You might be wondering why this caused alarm. All vodkas and rums are “fermented,” aren’t they? Indeed they are, but in the case of vodka, rum, tequila, or any spirit, stopping at fermentation misses one crucial step: distillation. “Fermented liquor,” by both booze production and legal standards, is considered wine, not hard liquor.
Taco Bell Cantina’s fermented spirits come from San Gabriel Beverage Group, a Southern California producer and distributor specializing in non-distilled vodka, rum, and tequila. The group’s products include Petrov Reserve, a 20-percent-ABV, gluten-free “vodka” that “enables establishments with beer and wine licenses to offer their own signature line of Cosmopolitans, Kamikazes, Bloody Marys, Martinis, or any vodka-based cocktail.” Ron Copa Rica, its 20-percent-ABV “rum,” offers a half-proof option for Piña Coladas, Mojitos, and Daiquiris.

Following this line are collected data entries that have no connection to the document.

PR #889, opened 2022-07-08
Standard test suites loading

nulls:
### What's done:
* fixed collecting of initialized tests for marking old test suites


save-preprocessor/src/main/kotlin/com/saveourtool/save/preprocessor/controllers/DownloadProjectController.kt
```diff
@@ -242,15 +241,17 @@ class DownloadProjectController(
                         log.error("Error to update test suite with url=$testSuiteUrl, path=${testSuiteRepoInfo.testSuitePaths}")
                     }
             }
+                .flatMap { Flux.fromIterable(it) }
```
petertrr, line 244: Will there be any difference between `flatMap { Flux.fromIterable(it) }` and `flatMapIterable { it }`?

petertrr (approved):

save-preprocessor/src/main/kotlin/com/saveourtool/save/preprocessor/controllers/DownloadProjectController.kt
nulls: I don't see any difference, will change to `flatMapIterable` , I guess it's more optimized for iterable

akuleshov7 (approved):

PR #891, opened 2022-07-08
Syntax highlight for public tests

sanyavertolet:
This PR is connected with #250 

### What's done:
- [x] Added RehypeHighlight plugin based on highlight.js
- [x] Added intellij-light.css
- [x] Added syntax highlight for public tests

This is how it looks like now:
screenshot


save-frontend/src/main/resources/highlight-css/intellij-light.css
```diff
@@ -0,0 +1,117 @@
+/*
+Intellij-light style (c) Pegasis <me@pegasis.site>
```
petertrr, line 2: Why do we need code, when it's loaded as `<link>`?

save-backend/src/main/kotlin/com/saveourtool/save/backend/controllers/ContestController.kt
```diff
@@ -89,12 +89,17 @@ internal class ContestController(
...
             ?: return Mono.error(ResponseStatusException(HttpStatus.NOT_FOUND))
-        return TestFilesRequest(test.toDto(), testSuite.testRootPath).let {
+        return TestFilesRequest(test.toDto(), testSuite.testRootPath).let<TestFilesRequest, Mono<TestFilesContent>> {
             preprocessorWebClient.post()
                 .uri("/tests/get-content")
                 .bodyValue(it)
                 .retrieve()
                 .bodyToMono()
+        }.map { testFilesContent ->
+            testFilesContent.apply {
```
petertrr, line 99: I think it's better to make fields immutable and call `copy` here

sanyavertolet: Yes, that is better

save-frontend/src/main/resources/highlight-css/intellij-light.css
sanyavertolet: Oh, will replace local css with css from cloudflare

petertrr (approved):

La Quiere de Oro, perhaps the most legitimate of the three, is an agave wine produced similarly to tequila before distillation: The 100 percent Blue Weber Agave wine, available at 17 percent, 20 percent, and 24 percent ABV, offers “a low-calorie alternative to distilled tequila.”
This is all well and good for those seeking low-alcohol, low-calorie options to pair with their quesadillas, but is this what the average Taco Bell consumer ordering 16-ounce alcoholic slushies is looking for? Probably not.
Interestingly, the half-proof Cantina cocktails appear to be an NYC-only phenomenon. Other Cantina locations are reportedly serving traditional spirits in their drinks. When the world’s first Taco Bell Cantina debuted in Chicago in 2015, Chicagoist tasted its Mountain Dew Baja Blast With Ketel One Vodka; Cantina Punch with Captain Morgan White Rum; and Cantina Margarita with Don Julio Tequila.
The Cantina Menu posted on the Taco Bell website proudly lists dozens of domestic, Mexican, and American craft beer brands. Yet the official liquor list is contrarily short and vague, listing only unbranded 80-proof rum, vodka, and tequila. In small, grayscale print under the big, bold “Cantina Menu” title is the faint disclaimer: “At participating locations only.” Nowhere is there mention of the fermented faux-spirits that serve as the only booze options for Cantina-goers in NYC.
Why would Taco Bell do this? The answer is fairly, if unjustly simple: It’s a liquor license workaround. By selling fermented beverages that taste and act like spirits, establishments with beer and wine licenses, but not liquor licenses, can sell “cocktails.” The restaurant makes money on its “affordable” drinks, and the customer is none the wiser.
VinePair reached out to Taco Bell, San Gabriel Beverage Group, and other representatives for this story. None responded to requests for comments.